Another state where lawmakers have followed in North Carolina’s footsteps this year on tax reform is Mississippi, where Governor Tate Reeves (R) signed a tax reform package in April that will cut and flatten the Magnolia State’s income tax. Mississippi currently has two income tax brackets with rates of 4% and 5%. The new tax relief package championed by Speaker Phillip Gunn (R) and Governor Reeves moves the state to a single flat income tax rate of 4%.
When looking for the state that made the most significant changes to its tax code this year, that award probably goes to Iowa, the other state where lawmakers enacted tax reform in 2022 that moves in the same direction as North Carolina’s reforms. In March, Iowa Governor Kim Reynolds (R) signed into law a reform that, like Kemp’s in Georgia & Reeves’ in Mississippi, cuts and flattens the state income tax rate. The bill enacted by Governor Reynolds will bring Iowa’s personal income tax, which has a top rate of 8.53% today, down to a flat 3.9% over the next four years.

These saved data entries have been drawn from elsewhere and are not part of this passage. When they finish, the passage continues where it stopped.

PR #3446, opened 2022-07-19
Drawing tools: edit freehand lines

eatyourgreens:
- Add an `editing` state to freehand lines.
- Double-click to start editing, then click a second time to select the area to cut.
- Drag the open drag handle to draw. Editing automatically ends when you reach the target point.
- ~~Closed shapes aren't fully supported at the moment.~~
- Undo isn't supported at the moment, to cancel accidental cutting of line segments.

The income tax relief enacted by Iowa legislators and Governor Reynolds, in addition to allowing individuals and families to keep more of their paychecks, will also yield significant savings for small businesses, the majority of which file under the personal income tax system. According to IRS data, more than 210,000 Iowa sole proprietors, along with more than 100,000 partnership and S-corp owners, file under the individual income tax system in Iowa and will see their job creating capacity increase thanks to the tax relief enacted this year.
While 2022 has seen a historic number of states move to a flat income tax, some blue state legislators are seeking to head in the other direction by going from a flat to a progressive income tax. An upcoming initiative referred to the statewide ballot in Massachusetts this November will ask Bay State voters to approve a new graduated income tax rate that would apply a 4% income surtax on annual earnings above one million dollars, bringing the new top rate to 9%.
While that tax hike is being advertised as a way to get more money from the rich, in reality it will also hit thousands of Massachusetts small businesses, reducing their job creating and sustaining capacity. According to IRS data, more than 13,000 small business owners in Massachusetts file under the individual income tax and have income that would be hit by the so-called millionaires’ tax.
However, as Massachusetts voters have demonstrated five times over the last 30 years, most recently in 1994, and as Illinois voters proved in 2020, even overwhelmingly left-leaning electorates will reject proposals to end the equity in taxation that comes with having a flat income tax. Massachusetts’ leading politicians fancy themselves as trendsetters. In reality, the new graduated income tax rate proposed in Massachusetts, if it’s not rejected by voters, will turn out to be an instance in which the Bay State is a national outlier.
Some states, like North Carolina, serve as models that lawmakers in other states seek to emulate. Meanwhile other states, like Massachusetts and Illinois, serve as models that other states seek to avoid.